ビリヤード台やボールのサイズ・形・重さなどは、実物にできるだけ合わせてあります。
さらに、実際のビリヤードのプレイ動画を参考に、摩擦や反発係数などのパラメータも調整して、リアルな挙動になるよう工夫しました。
今回のシミュレーションでは、ナインボールの「ブレイクショット」を題材にしています。
手玉の位置や速度(方向含む)を少しずつ変えて試行し、「ブレイクエース(ゴールデンブレイク)」が起きる条件を探ってみました。
ちなみに、ラックの組み方にも一工夫しました。球同士をピッタリ密着させるとブレイクエースが出にくいので、ほんの少し隙間を空けています。

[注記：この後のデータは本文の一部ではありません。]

PR #40, opened 2024-06-24
Lightning checkpoint

divrawal:
Lightning Checkpoint support in dataflux for PyTorch. 

Includes 
- CheckpointIO interface implementation
- Unit tests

以下に、シミュレーションで見つけたブレイクエースの例をいくつか紹介します。
通常速度の10秒動画のあとに、同じシーンのスローの動画が続いています。
MuJoCoでビリヤードをやってみてわかったのですが、ボールの動きは想像以上に複雑でした。
timestep
の値を細かく設定しないと、変な動きになってしまうことも多かったです。
実際、ビリヤードの球の挙動を解析した論文 もあるようで、物理的に奥が深い世界だなと実感しました。
今後は、ビリヤードにおけるボールの物理についてもっと掘り下げてみようと思っています。
参考文献
- MATHAVAN, S., JACKSON, M.R. and PARKIN, R.M., 2010. A theoretical analysis of billiard ball dynamics under cushion impacts. Proceedings of the Institution of Mechanical Engineers, Part C: Journal of Mechanical Engineering Science, 224 (9), pp. 1863 – 1873.